01/06/2022 El trolebús rojo

Desde hace unos días estoy seleccionando documentos, o quizás deba decir rememorando la vida del Bilbao de los años setenta del siglo pasado, con el propósito de ambientar mi próxima novela—que me alejará del negro—. Entonces sumaba unos trece o catorce años y un flequillo rebelde cubría mi sien derecha. Aún vestía pantalones cortos, aunque la pelusa campaba por doquier e intentaba esconderla con unos calcetines altos, casi hasta las rodillas.

En un álbum de fotos del transporte público que primaba entonces, en la última página antes de la contraportada, apareció el que mi memoria guardaba como uno de los recuerdos más admirables y que me acompañó durante casi toda la década: la foto de un trolebús con el número cuatro, que hacía el recorrido desde el barrio de Recaldeberri hasta la calle Castaños. Era de dos pisos, pintado de un llamativo color rojo y las dos astas apuntando hacia el cielo. “Jabón Chimbo…y también escamas” era el eslogan que separaba las dos plantas.

Algunas tardes de verano, la cuadrilla en pleno, tras reunirnos como era costumbre en la plaza Eguillor, nos trasladábamos al monte Archanda (aún no lo escribíamos con tx) para pasear un rato, patinar en la pista de hielo, contemplar las impresionantes vistas del bocho y tomar una Mirinda en alguno de los merenderos. De la plaza íbamos hasta la parada que había a la puerta del instituto, donde tomábamos el bus, mientras mi madre nos saludaba desde el balcón—vivíamos en el edificio Guridi, frente al insti—. Cuando llegaba, subíamos por la escalera de caracol para ocupar los asientos delanteros, donde nos sentíamos conductores sin volante y nos encantaba ver todo el trayecto sintiéndonos privilegiados. A la altura del edificio de Iberduero, como era costumbre, comenzábamos la cuenta atrás diez, nueve, ocho, siete…para hacer coincidir el cero con la esquina de Astarloa con la Gran Vía, donde siempre se salían los troles de su cable y el autobús se paraba. Entonces el pica—como llamábamos al expendedor de billetes—bajaba y, tras colocarse un guante de cuero, comenzaba la tarea de volver a unirlo con el cable. A veces lo lograba a la primera, pero otras tardaba en atinar y entonces comenzábamos a patear el suelo con estrépito, hasta que nos llamaban la atención.

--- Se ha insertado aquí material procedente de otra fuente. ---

PR #931, opened 2024-12-24
Add option to sort by play count

wyrdough:
This PR adds a new sorting option to the song library to sort by play count.

When sorting by play count, two categories are displayed, played and unplayed. Played songs are sorted by the number of times played by the first connected profile, in descending order. Unplayed songs are sorted by whatever sort order was in use immediately prior to switching to play count order.

### DIFF
--- a/Assets/Script/Scores/ScoreContainer.cs
+++ b/Assets/Script/Scores/ScoreContainer.cs
@@ -4,6 +4,7 @@ using System.IO;
 using System.Linq;
 using SQLite;
 using YARG.Core;
+using YARG.Core.Game;
 using YARG.Core.Logging;
 using YARG.Core.Song;
 using YARG.Helpers;
@@ -405,6 +406,34 @@ namespace YARG.Scores
             }
 
             return new List<SongEntry>();
+        }
+
+        // order true sorts descending, false ascending
+        // this is the same as GetMostPlayedSongs, but is limited to the one profile and returns the entire list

Nos apeábamos en la última parada, muy cerca de donde partía el funicular hacia el monte. Sacábamos los billetes y nos situábamos a la cola. Cuando llegaba el funi y nos dejaban pasar, corríamos hasta el primer vagón para salir los primeros al llegar arriba. Era penoso comprobar la cara del maquinista, que siempre era el mismo, cada vez que nos veía, pues sabía que el trayecto iba a convertirse en una pesadilla ya que los acelerones y frenazos hacían que nos abalanzáramos sobre él. A menudo nos amenazaba con tirarnos en marcha, pero no le servía de nada. Nos sentíamos adultos en un mundo de chavales que estaba hecho a medida para nosotros. Al llegar a Archanda comenzaban nuevas aventuras, bien a base de culadas sobre el hielo, experimentando sensaciones nuevas o acercándonos a los peligros que entonces no eran. Éramos felices, fuéramos al monte, a la playa, o a la Conchinchina.

Seguro que tanto la documentación que estoy descubriendo como los recuerdos que van aflorando van a dulcificar el camino de próximas escrituras.